You see, after a two-year break, I’m going back to college (again) to see if I can get past my own executive functioning issues and get my degree.  I started college several years ago when I was working from home and could be really flexible with my time.  When I took a more or less 9 to 5 job in an office, I decided that it was not humanly possible to work, be mum to four kids, be a decent partner in my marriage, and also go to college.  This is very much not true, but that’s what I told myself.
Now it has been two years, and I’ve gained so much knowledge and practical experience in human services since then.
My school mentor asked me to come up with at least four possible essay titles, as I’ll be writing essays to the school in order to gain college credits for my life experiences.

Okay first of all, that request felt positively insurmountable.  As if Kilimanjaro was suddenly in my head, blocking access to All The Things I Know.  It was so vague, too free-form for me.  If you told me to write a haiku about an eagle, I’m your girl.  Ask me to write “possible essay titles based on what I know”?  UGH!

So I sat down with a friend, and she helped me craft these GORGEOUS, Masters-level titles.  I mean they were brilliant.  And I went home and crafted a few more.

Yeah.  So I was feeling really amazing about this, and smugly emailed them to my mentor, who promptly emailed back edited versions of all the titles.  He’d boiled them down to two or three words each.  Simple statements.  For example, where I’d written:

“Contracts management and quality metrics: the relationship between state programs and non-profit human services organizations and the development, execution, and monitoring of quality metrics”, he wrote “Contracts Management”.  What I wrote:

“Supporting multi-modal communication:  Assessing needs, identifying strengths and opportunities for the development of meaningful communication”

and

“Sensory integration and its impact on interaction with one’s environment: How regulating sensory systems allows the cultivation and further development of meaningful contact with inner and outer worlds”

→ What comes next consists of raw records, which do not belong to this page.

Issue #612, opened 2025-02-14
Solve of isolated parallel networks


tlmerbecks:
Where two or more hydraulically, thermally and chemically separate networks have been defined under one `Network` - either intentionally or "accidentally" by disabling connecting components (see #600) - the solve should ideally be performed separately. Because,

- if solved as one, the convergence of one depends on the convergence of the other
- the reduction in matrix size speeds up the calculations, although, due to overheads, not all of the potential gains may be realised.

PR #620, opened 2025-03-02
Refactor: presolving based on structural matrix

### LINKED ISSUE #388: FutureWarning: In future versions `DataFrame.to_latex` is expected to utilise the base implementation of `Styler.to_latex`
### Discussed in https://github.com/oemof/tespy/discussions/386

### LINKED ISSUE #465: A method to calculate all partial derivatives of a component's equation numerically might be useful
The designer of a component needs to add equations and the respective derivatives for each desired parameter of that component. There is a possibility to use the `numeric_deriv` function, which calculates a derivative numerically calling the respective equation with a slight change in the specified variable. A list of variables could be added to the parameter information (i.e. the variables relevant for an equation, like inlet enthalpy and pressure, outlet mass flow, ...) and with that list the numeric derivatives would be calculated automatically sparing the designer of the requirement to write the respective `_deriv` method.

### LINKED ISSUE #500: Implementing specified equations into logging
Hi tespy community,

I am currently trying to solve the system of equations for my project and recognized that the specified equations that are listed in the report do not appear in the logging file. To fully understand the calculation I would like to implement that feature into Tespy. 

@fwitte, during the last user meeting, the internet connection was poor, and I couldn't catch everything you mentioned about this issue. I also missed the opportunity to ask about the units in Pygmo, which I'm still curious about. Could we possibly arrange a meeting to discuss this in more detail?

Best regards,
Quentin

fwitte:
Resolve #388
Resolve #500 
Resolve #465 

The changes in this PR will be API breaking, therefore it points to the v0.8 branch.

This is becoming a major refactoring, not all things are finally decided

- All equations can now return a `structure_matrix` entry, which allows to identify linear dependencies in variables in the presolving.
- Linear dependent variables (i.e. a couple of pressure values) will automatically be represented by a singe variable, to which all the linear dependents point.
- The presolver will be able to identify, if users specified
  - more than one value in a set of linear dependent variables
  - have a circular specification in a set of linear dependent variables
  - potentially more things to follow
- The equations collected from connections, components and buses will be indexed. By this the user
  - can investigate, if an equation returns all zero entries for the jacobian
  - can see, which are the equations applied in the model
  - potentially more things to follow
- Placing derivatives in the Jacobian is simplified through wrapper functions

The changes will serve as basis for future changes

- The user can implement custom variables into their problem
- A structural analysis of the problem through a dependency matrix will be possible (are there any separated parts in the matrix, also see #612)
- Power connections (a new connection class, serving for non-material energy flow), with that explicit motor and generator components
- The starting value identification could be refactored to leverage a very similar idea as in the linear dependents finder of the presolving


fwitte:
Update to this:

- There are currently 3 failing tests, which are still expected to fail. The API is changed again by this pr and is incompatible with the API of 0.8/0.7 style exports
- An overall cleanup and aligning of style is required
  - [ ] Define dependents for all equations
  - [ ] Add missing docstrings
  - [ ] Figure out, for which functions using a dedicated `deriv` method is preferred over using the new `dependents` formulation
- Implement easy access to debugging capabilities:
  - Linear dependents finding/presolving
    - [ ] Which equations of which components (and connections) cause circular linear dependencies.
    - [ ] Which specifications of inputs double up on linear dependent variables, e.g. three linear dependent pressure values and two specified (could be direct specification or could be indirect through presolving the state).
- Before start of solving (e.g. in case too many or too few parameters have been provided)
    - [ ] Allow to output all solved (through direct or indirect specification) and unsolved variables and which other variables they represent
    - [ ] Allow to output all presolved equations including the corresponding component/connection and the respective variables
    - [ ] Indicate which equation is dependent on which variable with the dependents mappings
 - During solving
    - In case of a linear dependency, analyze the Jacobian for
      - [ ] rows with all zero and print the respective equations with that issue
      - [ ] combinations of rows that lead to the linear dependency and give the respective set of equations (through Cauchy-Schwarz inequality)
      - [ ] Check in which row there are zero's in for the derivatives, where the dependents martrix would expect a non-zero value
  - [ ] Document all of this in some kind of tutorial

fwitte:
A couple of the above points have already been implemented. There are new points to be added to the list:

- [ ] Improve the data structures/book keeping of which equation goes into which row of the Jacobian. Right now the equation numbers/dependents used for debugging are collected and kept in a dictionary, where the key is the number of row in the overall incidence matrix and the value contains all information. This is not the case for the component/connection/bus residuals and Jacobians. They are still stored with internal counter and not the overall Jacobian. This can potentially lead to the incidence matrix and Jacobian rows not being identically ordered. It should be the overall numbering scheme!
- [ ] It is not entirely clear, how to handle the automatic derivative calculation of single parameters/data containers with multiple equations (num_eq > 1). Ideally, each of the equations would have a separate set of dependents and then each of the equations would be separately derived to all its own partial derivatives. Right now, the derivatives are still put into their places individually for these cases.
- [ ] The `UserDefinedEquation` needs a way to make use of the dependents and users must be forced to specify the dependents by the API. They then can provide the deriv method optionally (otherwise automatic calculation is performed). The dependents also need to be passed to the incidence matrix internally.
- The derivatives for buses are not calculated in the same style as all other derivatives. Since these are subject to API change soon, this will not be changed.

fwitte:
>     * [ ]  Improve the data structures/book keeping of which equation goes into which row of the Jacobian. Right now the equation numbers/dependents used for debugging are collected and kept in a dictionary, where the key is the number of row in the overall incidence matrix and the value contains all information. This is not the case for the component/connection/bus residuals and Jacobians. They are still stored with internal counter and not the overall Jacobian. This can potentially lead to the incidence matrix and Jacobian rows not being identically ordered. It should be the overall numbering scheme!

This is implemented now for components and connections. It is open for the `UserDefinedEquation`. For `Buses` it will continue to work with the old implementation, since there is deprecation planned in this context.

>     * [ ]  It is not entirely clear, how to handle the automatic derivative calculation of single parameters/data containers with multiple equations (num_eq > 1). Ideally, each of the equations would have a separate set of dependents and then each of the equations would be separately derived to all its own partial derivatives. Right now, the derivatives are still put into their places individually for these cases.

This will remain in the current state.

>     * [ ]  A better way has to be found to state variables from a fluid vector as dependents. To simplify a lot of things, the idea is to make all elements of a fluid vector a `ScalarVariable`. Then, this would allow two things:
>       
>       * Identifying dependents just like with all other variables
>       * Calculating and placing partial derivatives of equations towards change in fluid mass fraction into the Jacobian in the same way as is done for ScalarVariables

This will not be changed for now.

>     * [ ]  The `UserDefinedEquation` needs a way to make use of the dependents and users must be forced to specify the dependents by the API. They then can provide the deriv method optionally (otherwise automatic calculation is performed). The dependents also need to be passed to the incidence matrix internally.

Still open

>     * The derivatives for buses are not calculated in the same style as all other derivatives. Since these are subject to API change soon, this will not be changed.

fwitte:
All remaining issues have been solved. Next steps:

- [ ] Update convergence_check methods
- [ ] Fix remaining errors
- [ ] Make compatibility function for v0.8 exports/saves with v0.9 exports/saves (here it may be better to manipulate the serialization/deserialization) so the exports/save files look identical
- [ ] Update component docs on how to create your own components to align with changed (backend) API
- [ ] Update changelog to provide an overview of all (backend) API changes
- [ ] Create a release candidate for 0.9 and publish it to pypi
- [ ] Update the banner on the online documentation to make users test the release candidate and find issues (mostly models, that worked before 0.9 and now stopped working)
- [ ] Write github discussion post announcing same information

fwitte:
In case the number of specifications is incorrect, there should be a best practice workflow on how to still get the equations and the variables to better debug the model in these cases.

What he wrote: “Diversity in the Workplace”.

First let me say that there is nothing wrong with his versions of my titles.  After I recovered from the initial shock of seeing beautiful wordsmithing tossed away (yes, I am aware that “wordsmithing” is not a word, and the irony therein), I started to laugh.  I started to laugh and I haven’t quite stopped.  Because at the end of the day, this was a perfect summary of my entire life; I am given a Thing To Do, so I obsess and I plan and I strategize, and generally OVERACHIEVE the thing, only to discover that I could have done a third of whatever it was and that would be acceptable.  To me, it feels like I would not be doing my best.  And I take the instructions SO literally.
If my mentor had said, for example, “come up with four titles for possible essays- they should be no more than three words each”, I would have done just that.  But because his instruction was vague, I took it all the way to the top.

People.  I need parameters.  Please don’t be vague.

Since I typically provide a takeaway from each writing, here it is:  Understand that the best way to provide the proper information (not just for the autistic brain, but all brains) is to be specific. Don’t take for granted that the other person knows what you meant, spell it out.  Then if they later tell you that they don’t need that level of specificity, you can tailor your information for their processing style.
The reason I say this is that when you make things (including information) accessible and understandable to all people, you are modeling inclusive practice.  When everyone knows what something means, EVERYONE knows what something means, regardless of how their brain takes in and handles the information given. When you make it so that everyone can get to where they need to be, whether that is a geographical location or an understanding of a concept, you are making that place inclusive.